Flower Steamed Cake

Flower Steamed Cake

by Sea waves

4.8 (1)
Favorite

Difficulty

Hard

Time

15m

Serving

2

This jujube cake is made to greet the Chinese New Year. It was originally made with pumpkin puree and fire dragon juice and noodles, and then matched with the original colors to make a colorful jujube cake. I didn’t expect it to become a pure color when it was out of the pot. Fortunately, I used pumpkin puree dough for the starter when making the noodles, so the final jujube cake turned yellow, which is also quite flattering. Of course, it does not affect the deliciousness, and the color of the match is still discounted. Where is the problem! This pot of beautiful jujube cakes looks like a festive one. This is the first time I have used pitaya juice to make noodles. I especially like its purple color. I have been looking forward to a brighter color after it is out of the pot. I also hope to taste the taste of pitaya. I did not expect that the purple will disappear after being steamed. I carefully recalled every operation step and repeatedly checked many materials about dragon fruit, but it turned out that the problem was here. I used baking soda to synthesize the acidity when kneading the noodles, and it was steamed at high temperature. "

Ingredients

Flower Steamed Cake

1. 400g noodles are divided into two. I chose the natural fermentation method. I used the dough left over from the previous steaming of the pumpkin buns as a starter, and made two doughs with fire dragon juice and water respectively. Covered with plastic wrap, fermented in a warm place for 4 hours. Above, it is cold in the north, and it can be fermented naturally in a warm water pot. I like the steamed buns that are naturally fermented. They have the aroma of wheat and are not hard when they are left to cool.

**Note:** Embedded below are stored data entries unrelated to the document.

PR #216, opened 2022-03-26
Enable use of MIPS ABI register float aliases in input

EllipticEllipsis:
Converts register names used in the input to the standard internal representation, building on the `aliased_regs` functionality. Uses a dataclass with a dict to keep track of the register names the input has used, and can output the same names in the temps/phis.


src/parse_file.py
```diff
@@ -458,7 +460,11 @@ def process_label(label: str, *, glabel: bool) -> None:
                     lineno=lineno,
                     synthetic=False,
                 )
-                instr: Instruction = parse_instruction(line, meta, arch)
+                instr: Instruction
+                if mips_file.current_function is not None:
+                    instr = parse_instruction(line, meta, arch, mips_file.current_function.used_reg_names)
+                else:
+                    instr = parse_instruction(line, meta, arch, UsedRegNames())
```
simonlindholm, line 467:
```suggestion
                if mips_file.current_function is not None:
                    used_reg_names = mips_file.current_function.used_reg_names
                else:
                    used_reg_names = UsedRegNames()
                instr = parse_instruction(line, meta, arch, used_reg_names)
```

src/parse_instruction.py
```diff
@@ -237,6 +237,24 @@ class NaiveParsingArch(ArchAsmParsing):
...
+
+    def input_to_internal(self, reg: Register, arch: ArchAsmParsing) -> Register:
+        if reg in arch.aliased_regs:    
+            if reg not in self.used_names.values():
+                self.used_names[arch.aliased_regs[reg]] = reg
+            return arch.aliased_regs[reg]
+        else:
+            return reg
+
+    def internal_to_output(self, reg: Register) -> Register:
```
simonlindholm, line 252: I think we should keep Registers canonical, i.e. as far as possible avoid having e.g. Register("fv0"). So can you make this return `str` and input_to_internal` accept `str` as input?

src/parse_instruction.py
```diff
@@ -237,6 +237,24 @@ class NaiveParsingArch(ArchAsmParsing):
...
         return instr
 
+@dataclass
+class UsedRegNames:
+    used_names: Dict[Register, Register] = field(default_factory=dict)
+
+    def input_to_internal(self, reg: Register, arch: ArchAsmParsing) -> Register:
+        if reg in arch.aliased_regs:    
+            if reg not in self.used_names.values():
+                self.used_names[arch.aliased_regs[reg]] = reg
```
simonlindholm, line 247:
```suggestion
            self.used_names[arch.aliased_regs[reg]] = reg
```
(equivalent but O(1) instead of O(n))

src/parse_instruction.py
```diff
@@ -278,15 +296,13 @@ def constant_fold(arg: Argument) -> Argument:
...
+def replace_bare_reg(arg: Argument, arch: ArchAsmParsing, used_reg_names: UsedRegNames) -> Argument:
     """If `arg` is an AsmGlobalSymbol whose name matches a known or aliased register,
     convert it into a Register and return it. Otherwise, return the original `arg`."""
     if isinstance(arg, AsmGlobalSymbol):
         maybe_reg = Register(arg.symbol_name)
-        if maybe_reg in arch.aliased_regs:
-            return arch.aliased_regs[maybe_reg]
         if maybe_reg in arch.all_regs:
-            return maybe_reg
+            return used_reg_names.input_to_internal(maybe_reg, arch)
```
simonlindholm, line 305: aliased_regs aren't included in all_regs, so this needs to check `in all_regs or in aliased_regs`

src/translate.py
```diff
@@ -3749,7 +3750,7 @@ def assign_phis(used_phis: List[PhiExpr], stack_info: StackInfo) -> None:
         if not phi.replacement_expr and phi.propagates_to() == phi:
             counter = name_counter.get(phi.reg, 0) + 1
             name_counter[phi.reg] = counter
-            prefix = f"phi_{phi.reg.register_name}"
+            prefix = f"phi_{stack_info.function.used_reg_names.internal_to_output(phi.reg).register_name}"
```
simonlindholm, line 3753: extract this long expression into a temp

src/parse_instruction.py
```diff
@@ -237,6 +237,24 @@ class NaiveParsingArch(ArchAsmParsing):
...
+class UsedRegNames:
+    used_names: Dict[Register, Register] = field(default_factory=dict)
+
+    def input_to_internal(self, reg: Register, arch: ArchAsmParsing) -> Register:
+        if reg in arch.aliased_regs:    
+            if reg not in self.used_names.values():
+                self.used_names[arch.aliased_regs[reg]] = reg
+            return arch.aliased_regs[reg]
+        else:
+            return reg
```
zbanks, line 250: Maybe something like this instead? It's stricter: it disallows using different aliases to refer to the same internal register?

```suggestion
    def input_to_internal(self, reg: Register, arch: ArchAsmParsing) -> Register:
        internal_reg = arch.aliased_regs.get(reg, reg)
        existing_reg = self.used_names.get(internal_reg)
        if existing_reg is None:
            self.used_names[internal_reg] = reg
        elif existing_reg != reg:
            raise DecompFailure(
                f"Source uses multiple names for {internal_reg} ({existing_reg}, {reg})"
            )
        return internal_reg
```

src/parse_instruction.py
```diff
@@ -237,6 +237,24 @@ class NaiveParsingArch(ArchAsmParsing):
...
+
+    def internal_to_output(self, reg: Register) -> Register:
+        if reg in self.used_names:
+            return self.used_names[reg]
+        else:
+            return reg
```
zbanks, line 256:
```suggestion
    def internal_to_output(self, reg: Register) -> Register:
        return self.used_names.get(reg, reg)
```

src/parse_file.py
zbanks, line 467: very small nit: I think I'd prefer something like this, to minimize the code in the branch
```suggestion
                if mips_file.current_function is not None:
                    used_reg_names = mips_file.current_function.used_reg_names
                else:
                    used_reg_names = UsedRegNames()
                instr = parse_instruction(line, meta, arch, used_reg_names)
```

zbanks: Simon said the same thing, ha

src/parse_instruction.py
EllipticEllipsis: I'm surprised it works at all if that's the case.

src/parse_instruction.py
```diff
@@ -278,15 +296,13 @@ def constant_fold(arg: Argument) -> Argument:
...
     """If `arg` is an AsmGlobalSymbol whose name matches a known or aliased register,
     convert it into a Register and return it. Otherwise, return the original `arg`."""
     if isinstance(arg, AsmGlobalSymbol):
         maybe_reg = Register(arg.symbol_name)
-        if maybe_reg in arch.aliased_regs:
-            return arch.aliased_regs[maybe_reg]
-        if maybe_reg in arch.all_regs:
-            return maybe_reg
+        if maybe_reg in arch.all_regs or maybe_reg.register_name in arch.aliased_regs:
+            return used_reg_names.input_to_internal(maybe_reg.register_name, arch)
```
simonlindholm:
```suggestion
        reg_name = arg.symbol_name
        if Register(reg_name) in arch.all_regs or reg_name in arch.aliased_regs:
            return used_reg_names.input_to_internal(reg_name, arch)
```
to get rid of maybe_reg

src/parse_instruction.py
```diff
@@ -232,11 +232,32 @@ class NaiveParsingArch(ArchAsmParsing):
...
-    aliased_regs: Dict[Register, Register] = {}
+    aliased_regs: Dict[str, Register] = {}
 
     def normalize_instruction(self, instr: AsmInstruction) -> AsmInstruction:
         return instr
 
+@dataclass
+class RegFormatter:
+    """Converts register names used in input assembly to the internal register representation, 
+    saving the original names for use in the output"""
```
simonlindholm, line 243: A bit focussed on the input parsing part, which is a bit weird given the name of the class. Shrug

simonlindholm (commented):
Looks pretty good, just needs a test. (And maybe zbanks has opinion on bikeshed colors)

zbanks (approved):

PR #217, opened 2022-03-28
Fix reg_vars behaviour for individual register names

EllipticEllipsis:
These were not being converted properly, so changed the function call to translate the name correctly. Behaviour is currently to silently use the names from the assembly rather than whatever the user specified. Possibly a note should be generated at output to explain this if it arises, but it would require modifying the parsing functions a fair amount, I imagine.

### DIFF
--- a/src/parse_instruction.py
+++ b/src/parse_instruction.py
@@ -247,6 +247,10 @@ class RegFormatter:
 
     def parse(self, reg_name: str, arch: ArchAsmParsing) -> Register:
         internal_reg = arch.aliased_regs.get(reg_name, Register(reg_name))
+        return internal_reg
+
+    def parse_and_store(self, reg_name: str, arch: ArchAsmParsing) -> Register:
+        internal_reg = arch.aliased_regs.get(reg_name, Register(reg_name))
         existing_reg_name = self.used_names.get(internal_reg)
         if existing_reg_name is None:
             self.used_names[internal_reg] = reg_name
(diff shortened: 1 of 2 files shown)


src/parse_instruction.py
```diff
@@ -246,6 +246,10 @@ class RegFormatter:
     used_names: Dict[Register, str] = field(default_factory=dict)
 
     def parse(self, reg_name: str, arch: ArchAsmParsing) -> Register:
+        internal_reg = arch.aliased_regs.get(reg_name, Register(reg_name))
+        return internal_reg
```
simonlindholm, line 250:
```suggestion
        return arch.aliased_regs.get(reg_name, Register(reg_name))
```

src/translate.py
```diff
@@ -4891,12 +4891,16 @@ def make_arg(offset: int, type: Type) -> PassedInArg:
     elif options.reg_vars == ["all"]:
         reg_vars = arch.saved_regs + arch.simple_temp_regs + arch.argument_regs
     else:
-        reg_vars = list(map(Register, options.reg_vars))
+        reg_vars = list(
+            map(
+                lambda x: stack_info.function.reg_formatter.parse(x, arch),
+                options.reg_vars,
+            )
+        )
```
simonlindholm, line 4899:
```suggestion
        reg_vars = [
            stack_info.function.reg_formatter.parse(x, arch) for x in options.reg_vars
        ]
```

simonlindholm (approved):
Good catch!

PR #219, opened 2022-04-15
Support enum Literals & case labels

zbanks:
I had worked on this branch a few months ago, but at the time I didn't think it was particularly useful because most (N64) projects didn't make much use of enum types. 

However, it looks like the GCN projects have header files which *do* use enum types, and it seems to help a lot with graphics code. Here's an example diff:
```diff
-    GXSetTevAlphaOp(1, 0U, 0, 0, 1U, 0);
-    GXSetBlendMode(1, 4, 5, 0xF);
-    GXSetVtxAttrFmt(0, 9, 1, 3, 0U);
-    GXSetVtxAttrFmt(0, 0xB, 1, 5, 0U);
-    GXSetVtxAttrFmt(0, 0xD, 1, 2, 0xFU);
+    GXSetTevAlphaOp(GX_TEVSTAGE1, 0U, GX_TB_ZERO, GX_CS_SCALE_1, 1U, GX_TEVREG0);
+    GXSetBlendMode(GX_BM_BLEND, GX_BL_SRCALPHA, GX_BL_INVSRCALPHA, GX_LO_SET);
+    GXSetVtxAttrFmt(GX_VTXFMT0, GX_VA_POS, GX_POS_XYZ, GX_S16, 0U);
+    GXSetVtxAttrFmt(GX_VTXFMT0, GX_VA_CLR0, GX_POS_XYZ, GX_RGB565, 0U);
+    GXSetVtxAttrFmt(GX_VTXFMT0, GX_VA_TEX0, GX_POS_XYZ, GX_U16, 0xFU);
```


src/translate.py
```diff
@@ -1505,6 +1505,10 @@ def dependencies(self) -> List[Expression]:
         return []
 
     def format(self, fmt: Formatter, force_dec: bool = False) -> str:
+        enum_value = self.type.get_enum_value(self.value)
+        if enum_value is not None:
+            return enum_value
```
simonlindholm, line 1510: a test hitting this would be nice

src/translate.py
```diff
@@ -4693,6 +4697,9 @@ def for_type(type: Type) -> Optional[str]:
 
                 value = read_uint(size)
                 if value is not None:
+                    enum_value = type.get_enum_value(value)
+                    if enum_value is not None:
+                        return enum_value
```
simonlindholm, line 4702: this too

src/c_types.py
```diff
@@ -78,10 +78,16 @@ class Function:
     is_variadic: bool
 
 
+@dataclass(eq=False)
+class Enum:
+    tag: Optional[str]
+    values: Dict[int, str]
```
simonlindholm, line 84: "values" sounds like a mapping of str to int to me, would prefer "names"/"labels"/similar (also in naming like "get_enum_value")

src/c_types.py
```diff
@@ -368,6 +369,7 @@ def parse_enum(enum: ca.Enum, typemap: TypeMap) -> None:
             value = next_value
         next_value = value + 1
         typemap.enum_values[enumerator.name] = value
+        typemap_enum.values[value] = enumerator.name
```
simonlindholm, line 372: So if there are multiple names mapping to a single value we take the last one. Makes sense; maybe worth observing in a comment

simonlindholm (approved):
This is great

tests/end_to_end/enums/mwcc-o4p-out.c
```diff
@@ -0,0 +1,15 @@
...
+            }
+            return array->unk0;
+        }
+        if (x != 4) {
+            return ZERO;
+        }
+        return array->unk8;
+    }
+    return array->unk4;
+}
```
zbanks: This test fails to detect the switch statement, and the types are not fully unified across comparisons -- but both of those are separate from this PR.

tests/end_to_end/enums/irix-o2-out.c
```diff
@@ -0,0 +1,14 @@
...
+    case ZERO:
+        return *array;
+    case TWO:
+        return *array;
+    case THREE:
+        return *array;
+    default:
+        return ZERO;
+    }
+}
```
zbanks: This test shows an outstanding issue with `%hi`/%lo`, where the `+4` part of `%lo(array+4)` is discarded, so the output here is incorrect. 
(The asm was hand-crafted, but the original asm had `0xE4` instead of `%lo(array+4)`; afaict my edits aren't the cause of this issue)


This test does showcase all 3 places enum names can be used:
- As part of a data declaration (in `array[4] = ...` on line 1)
- As part of a switch label
- As a `Literal` (in `return ZERO;` on line 12)

PR #220, opened 2022-04-16
Improve asm file parsing; prune oversized structs

zbanks:
This PR is a combination of a few small fixes:

- Prune inferred fields in structs that exceed the (known) size of the struct itself.
    - [Diff for N64 projects](https://gist.github.com/zbanks/56826ed69047b6cd25fdbb9ca36b5c36) -- prevents issues like including a whole `Actor` or `GlobalContext` inside a smaller struct.
- Handle quoted symbols individually when parsing asm arguments, to parse terms like `"foo<bar>@baz"@ha`
- Still use `csv` to parse asm directives in `parse_file.py`, but consolidate the `.strip()` operations.
- Allow `0` to symbolize the zero register in AsmAddressMode, like in `lwz r4, 0xc0(0)`
- Handle `.if 0` and `.if 1` directives instead of skipping them

### DIFF
--- a/src/parse_instruction.py
+++ b/src/parse_instruction.py
@@ -406,6 +406,8 @@ def parse_arg_elems(
             else:
                 # Address mode.
                 rhs = replace_bare_reg(rhs, arch, reg_formatter)
+                if rhs == AsmLiteral(0):
+                    rhs = Register("zero")
                 assert isinstance(rhs, Register)
                 value = AsmAddressMode(value or AsmLiteral(0), rhs)
         elif tok == '"':
--- a/src/parse_instruction.py
+++ b/src/parse_instruction.py
@@ -267,20 +267,23 @@ valid_number = "-xX" + string.hexdigits
 
 
 def parse_word(elems: List[str], valid: str = valid_word) -> str:
-    S: str = ""
+    ret: str = ""
     while elems and elems[0] in valid:
-        S += elems.pop(0)
-    return S
+        ret += elems.pop(0)
+    return ret
 
 
-def parse_quoted(elems: List[str], quote_chars: str) -> str:
-    S: str = ""
-    while elems and elems[0] not in quote_chars:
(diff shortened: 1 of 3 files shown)


src/parse_instruction.py
```diff
@@ -274,6 +273,16 @@ def parse_word(elems: List[str], valid: str = valid_word) -> str:
     return S
 
 
+def parse_quoted(elems: List[str], quote_chars: str) -> str:
+    S: str = ""
```
simonlindholm, line 277: S -> ret

src/parse_instruction.py
```diff
@@ -274,6 +273,16 @@ def parse_word(elems: List[str], valid: str = valid_word) -> str:
...
+    while elems and elems[0] not in quote_chars:
+        # Handle backslash-escaped characters
```
simonlindholm, line 279:
```
# We only need to care about \\, \" and \' in this context.
```

src/parse_instruction.py
```diff
@@ -274,6 +273,16 @@ def parse_word(elems: List[str], valid: str = valid_word) -> str:
...
+        if elems[0] == "\\":
+            elems.pop(0)
+        S += elems.pop(0)
```
simonlindholm, line 282: return early if not elems, to leave (currently somewhat non-existent) unterminated string literal error handling to the caller

src/parse_instruction.py
```diff
@@ -274,6 +273,16 @@ def parse_word(elems: List[str], valid: str = valid_word) -> str:
     return S
 
 
+def parse_quoted(elems: List[str], quote_chars: str) -> str:
```
simonlindholm, line 276: quote_chars -> quote_char, and `in quote_chars` -> `== quote_char`

simonlindholm (approved):

src/parse_instruction.py
zbanks: I think I fixed what you were asking about? But if not, I can push another commit

PR #221, opened 2022-04-24
Expand % pattern to expressions

zbanks:
The previous pattern for detecting mod operations was limited to taking the mod of a `Literal` constant.

However, PPC has no mod instruction, so mod is implemented using the same series of instructions that GCC uses to mod by a constant in MIPS, `x % y` becomes `(x - ((x / y) * y))`.

This change produces no diff in any of the MIPS project corpuses, but makes several improvements to the PPC ones.
[Diff in the SMS project](https://gist.github.com/zbanks/5adcd36cabc76beebd382105446f4c71)

(Leaving this in draft until the big PR gets in; I just don't want to forget about this)

### DIFF
--- a/src/translate.py
+++ b/src/translate.py
@@ -3039,20 +3039,20 @@ def fold_divmod(original_expr: BinaryOp) -> BinaryOp:
                 right=Literal(new_denom),
             )
 
-    # Detect `%`: (x - ((x / N) * N)) --> x % N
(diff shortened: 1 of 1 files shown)


simonlindholm (approved):
(test could be nice but I'm happy with this either way, feel free to merge this before the IR pattern PR if you want)

PR #224, opened 2022-04-27
Cast Literals in comparisons

zbanks:
This idea was mentioned by Simon earlier today in Discord.

The output looks pretty good: there are some NULLs & enums that show up. The only downside is that more literals now have `U` suffixes? (And this change causes a *lot* of diffs in the project corpuses)

### DIFF
--- a/src/translate.py
+++ b/src/translate.py
@@ -999,12 +999,8 @@ class BinaryOp(Condition):
         # For comparisons to a Literal, cast the Literal to the type of the lhs
         # (This is not done with complex expressions to avoid propagating incorrect
         # type information: end-of-array pointers are particularly bad.)
-        if self.is_comparison() and isinstance(right_expr, Literal):
-            right_expr = as_type(right_expr, left_expr.type, True)
-
-            # Casts & suffixes for (in)equality comparisons are too verbose
-            if self.op in ("==", "!="):
-                right_expr = elide_literal_casts(right_expr)
+        if self.op in ("==", "!=") and isinstance(right_expr, Literal):
+            right_expr = elide_literal_casts(as_type(right_expr, left_expr.type, True))
 
         if (
             not self.is_floating()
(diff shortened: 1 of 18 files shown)


tests/end_to_end/multi-switch/irix-o2-noswitch-out.c
```diff
@@ -11,9 +11,9 @@ s32 test(s32 arg0) {
     phi_a0_3 = arg0;
     phi_a0_4 = arg0;
     phi_a0_5 = arg0;
-    if (arg0 >= 0x33) {
-        if (arg0 >= 0x6C) {
-            if (arg0 != 0xC8) {
+    if (arg0 >= 0x00000033) {
+        if (arg0 >= 0x0000006C) {
+            if (arg0 != 0x000000C8) {
```
zbanks, line 16: These tests have `--zfill-constants` enabled, which is why they have more zeros. (otherwise, this isn't normal)

zbanks:
With the latest changes, now most of the project diffs are just `0` --> `NULL`

src/translate.py
```diff
@@ -996,6 +996,16 @@ def format(self, fmt: Formatter) -> str:
                 type=self.type,
             ).format(fmt)
 
+        # For comparisons to a Literal, cast the Literal to the type of the lhs
+        # (This is not done with complex expressions to avoid propagating incorrect
+        # type information: end-of-array pointers are particularly bad.)
+        if self.is_comparison() and isinstance(right_expr, Literal):
```
simonlindholm, line 1002: We probably don't want enum names or NULL to show up for </>/<=/>= comparisons. Can we move the `self.op in ("==", "!=")` check to up here?

simonlindholm (approved):

src/translate.py
zbanks: ah, I thought you were concerned with </>/<=/>= & U; this sounds good then.

PR #225, opened 2022-04-30
Move instruction logic out of translate.py and into arch_*.py

zbanks:
Add `Instruction.eval_fn` and set it in `Arch.parse(...)` to move instruction evaluation logic out of translate.py. 

I also refactored some of the `instrs_*` members: now they're only referenced in a single function, so they no longer need to be as generic. 

The only output changes from this PR are in the tracebacks for certain errors.

### DIFF
--- a/src/arch_mips.py
+++ b/src/arch_mips.py
@@ -44,16 +44,14 @@ from .translate import (
     Cast,
     CmpInstrMap,
     CommentStmt,
+    ErrorExpr,
     ExprCondition,
     ExprStmt,
-    ErrorExpr,
     Expression,
     InstrArgs,
     InstrMap,
-    InstrSet,
     Literal,
     NodeState,
-    PairInstrMap,
     SecondF64Half,
     StmtInstrMap,
     StoreInstrMap,
@@ -686,6 +684,8 @@ class MipsArch(Arch):
         is_return = False
         eval_fn: Optional[Callable[[NodeState, InstrArgs], object]] = None
 
+        instr_str = str(AsmInstruction(mnemonic, args))
+
         memory_sizes = {
             "b": 1,
             "h": 2,
@@ -706,6 +706,11 @@ class MipsArch(Arch):
                     assert size <= 4
                     return [loc]
             return []
+
+        def unreachable_eval(s: NodeState, a: InstrArgs) -> None:
+            raise DecompFailure(
+                f"Instruction {instr_str} should be replaced before eval"
+            )
 
         if mnemonic == "jr" and args[0] == Register("ra"):
             # Return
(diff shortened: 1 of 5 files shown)


src/translate.py
```diff
@@ -4241,207 +4221,34 @@ def current_instr(self, instr: Instruction) -> Iterator[None]:
...
+def evaluate_instruction(instr: Instruction, state: NodeState) -> None:
+    # Check that instr's attributes are consistent
+    if instr.is_return:
+        assert isinstance(state.node, ReturnNode)
+    if instr.is_conditional:
+        assert state.branch_condition is None and state.switch_control is None
+
+    # Handle function_targets here, instead of inside eval_fn, because we all the
+    # information we need is already encoded in the Instruction
+    if instr.function_target is not None:
```
simonlindholm, line 4233: Function calls need a comment in arch_* if we are to leave this here. Weakly in favor of moving this logic into arch_* though, to have a single place where we handle instructions.

(Also pondering whether we can make `function_target` a boolean property, but then return type narrowing would need to poke at raw instruction arguments, so probably a bad idea)

src/arch_ppc.py
```diff
@@ -734,24 +811,90 @@ def make_memory_access(arg: Argument, size: int) -> List[Location]:
...
+            eval_fn = lambda s, a: s.set_reg(dest_reg, a.reg(0))
         elif mnemonic in cls.instrs_ppc_compare:
             assert len(args) == 3 and isinstance(args[1], Register)
             inputs = [r for r in args[1:] if isinstance(r, Register)]
             outputs = list(cr0_bits)
+
+            def eval_fn(s: NodeState, a: InstrArgs) -> None:
+                base_reg = a.reg_ref(0)
+                if base_reg != Register("cr0"):
+                    raise DecompFailure(
```
simonlindholm, line 866: pre-existing, but DecompFailure is a bit harsh, esp with the current error handling which a) is per block, and b) leaves stale registers, causing cascading failures

src/arch_mips.py
```diff
@@ -817,14 +849,24 @@ def make_memory_access(arg: Argument) -> List[Location]:
...
-        elif mnemonic in cls.instrs_source_first:
+
+            def eval_fn(s: NodeState, a: InstrArgs) -> None:
+                store = cls.instrs_store[mnemonic](a)
+                if store is not None:
+                    s.store_memory(
+                        source=store.source, dest=store.dest, reg=a.reg_ref(0)
+                    )
+
+        elif mnemonic in "mtc1":
```
simonlindholm, line 860:
```suggestion
        elif mnemonic == "mtc1":
```

simonlindholm (approved):

src/arch_ppc.py
zbanks: Fixing this, unsurprisingly, changed the test output: functions that previously crashed with `DecompFailure` now partially decompile. (They're very messy because the non-CR0 bits are not supported by the branch instructions either)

Flower Steamed Cake recipe

2. Take out the fermented dough, take 2g of baking soda and a little water to melt, slowly knead into the purple dough, smell no sourness, just cut the two sides butt and not stick to each other, cover with plastic wrap for 10 minutes.

Flower Steamed Cake recipe

3. Knead the yellow dough in the same way. The white dough is left over from making bread.

Flower Steamed Cake recipe

4. Wash the jujube and wipe it with kitchen paper.

Flower Steamed Cake recipe

5. Start to make a pattern. Divide the dough of each color evenly into 7 small doughs. Take one dough and roll it into a cake. Cut it horizontally and vertically into 4 pieces.

Flower Steamed Cake recipe

6. Make small flowers: Use a fork to press out the pattern on the corner of each piece, and then take the two patterns and stack them up and dislocation, fold back the wrong part, put the jujube and pinch the two ends tightly together, it looks like there are three Layer lace, slightly tidy up to complete the production of a small flower, and so on to complete the production of all the small flowers in three colors.

Flower Steamed Cake recipe

7. Make the flower core: the flower core should be larger, choose 6 pieces of pressed patterned dough to be stacked together; put the jujube and roll it up from one end, which is the same as the method of making roses, squeeze it on the side, and stand it. Get up and tidy up.

Flower Steamed Cake recipe

8. All the flower cores and small flowers are ready, and the colors are as you like.

Flower Steamed Cake recipe

9. Add the right amount of water to the frying and roasting machine, and the thin layer of oil on the steamer. The 3 colors are respectively coded into 3 chop big flowers, and the remaining small dough is coded into the steamer according to your favorite shapes.

Flower Steamed Cake recipe

10. Boil the grill in high-temperature water for 15 minutes, and then take it out of the pot.

Flower Steamed Cake recipe

11. It turned out to be like this. I can still see a little bit of clues faintly. The flower was originally a purple core and white flower, but now it is a yellow core. Because I used a yellow yeasted noodle, it finally returned to yellow. The yellow in the sun is still pretty!

Flower Steamed Cake recipe

Tips:

1. The natural dough is sour. It needs to be combined with baking soda to make the pH suitable. The ratio I usually use is 100g flour to 1g baking soda, and I can also operate it according to my own experience.
2. Anthocyanins are particularly sensitive to temperature, so raw food is better. Therefore, it is best not to face alkaline food and high temperature in red pitaya to ensure the therapeutic effect of anthocyanins.